The way they fixed on her as they spoke that morning, wouldn’t let her go.
How could she tell him now?
How could she say she had come here to find out who he really was, to dig and spy on him?
How could she do that?
And so she had said, yes, she would come back tonight, and he said he would cook and they had laughed and it had seemed so natural, and not at all a thing whose origins lay in deceit and betrayal.
§
The cab driver wouldn’t risk the rough track that led to Owen’s house, so she had to walk the last stretch, undermining the whole reason for spending on a cab in the first place.
She wore a slate gray top with a subtle sprinkle of tiny sequins across the front, a mid-thigh denim skirt, and sheer black hold-ups, all beneath her long padded coat with the fleece-lined hood to keep out the wind and rain. By the time she reached the house, her knee-length leather boots were mostly brown with mud, which had also spattered up the bottom of her coat.
This house was not one you could turn up to in all your immaculate glamour. It was, as they say, a leveler.
She hesitated now. She had a key, of course, but what was this? How was one to behave? Just let herself in and hope he was decent?
The place was mostly in darkness, just a dim light up in the attic room, and the hint of lights coming through from the back of the house where the kitchen was. She thought again of his bold promise to cook, and wondered if it would really be a selection from those instant meals that packed the fridge.
She knocked, hard so she might be heard against the wind. There was no bell.
When she thought he must not have heard, she reached to knock again but then the door swung back and
he stood there, haloed by the light behind him.
Her eyes adjusted and she saw he wore black trousers, a white shirt with the top button undone, a dark jacket hanging loose.
He stepped back, said, “Hi,” and then “Oh, thanks... thank you,” as he took the bottle of Cabernet Sauvignon she held towards him.
She hadn’t really known what to expect from this evening, but she probably shouldn’t be surprised at this. At how every step had to be negotiated, worked out. To use her key or not? To step in and kiss on the cheek in greeting, or offer a hand or merely, as she did, shrug her shoulders, sketch a little wave in the air with one hand and say, “Hi.”
She was having dinner alone with a man, so was this a date, as such? Or was it an employer trying to smooth things over after an uncomfortable incident in the workplace? Or maybe it was just two people with some ground to make up, them both realizing that all the time she had worked here had contained little beyond facile greetings and unspoken, distanced dialog through the medium of the paintbrush.
And as her mind rushed through these permutations, she knew she was avoiding the real question.

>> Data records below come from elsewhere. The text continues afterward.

PR #271, opened 2025-03-25
Update math feedback and instructions

zwatson2001:
This PR allows instruction trials in the math corpus to include images, which is necessary for the slider block instruction trial. It also creates the option to not show the prompt at the bottom of the feedback screen.


asengupta3 (approved):
LGTM!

What did she want this evening to be?
That was way too complicated for her to tackle.
Particularly now, as she stood before him and she couldn’t help but flash back to that moment upstairs, the instant when she had realized they were standing toe to toe, that one or both of them must have moved for them to be standing so close, that all he had to do was dip his head down, all she had to do was tip her face up, and...
She stepped past him, farther into the lobby area at the foot of the main stairs.

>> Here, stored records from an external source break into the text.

PR #98, opened 2023-05-31
Alt text

AverageHelper:
Added a command to get the alt text from a message.

I'm not sold on the formatting, but this might be a good-enough first go for us to iterate on.

### DIFF
--- a/src/commands/contextMenu/altText.ts
+++ b/src/commands/contextMenu/altText.ts
@@ -1,0 +1,44 @@
+import type { Attachment } from 'discord.js';
+import { ApplicationCommandType, ContextMenuCommandBuilder } from 'discord.js';
+import { isNonEmptyArray } from '../../helpers/guards/isNonEmptyArray';
+
+export const altText: MessageContextMenuCommand = {
+	info: new ContextMenuCommandBuilder().setName('Get Alt Text'),
+	type: ApplicationCommandType.Message,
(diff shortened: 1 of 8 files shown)


SpencerHastings (approved):
🦀

src/commands/contextMenu/altText.ts
```diff
@@ -0,0 +1,44 @@
...
+				`None of the ${attachments.length} attachments in this message contains a text description.`
+			);
+		}
+
+		let response = '## Image Descriptions';
+		let idx = 1;
+		for (const attachment of attachments) {
+			const description = attachment.description?.trim();
+			if (description) {
+				response += `\n### Image ${idx}\n> ${description}`;
```
Plyb, line 35: are images the only kind of attachment that has descriptions?

AverageHelper: As far as I know. I've tried .exe, .pdf, and .mp4. Gif and other image formats get a Description field.

AverageHelper: We could change the verbiage to "Item X", in case Discord expands the scope later.

Plyb: I think something like that, or like "attachment x" would be good, but if it's working for now, I don't think it's enough to block the ticket going through

Plyb (approved):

Doors opened off here. To the right, a room that would become a living area once the newly restored floorboards had been polished and the furniture and fittings moved in. To the left, a TV room, fully furnished and kitted out and barely ever used.
To the back, to one side of the staircase, another door led through to the big open-plan kitchen-diner, the part of the house that was properly lit, and now Maggie stepped through, fumbling with the zipper on her coat.
Silly. She’d dressed up, made an effort, but in her head she hadn’t expected to see Owen in anything more than his usual jeans and baggy sweater. Certainly not a suit, and so she hadn’t understood how that would transform him. Restore him.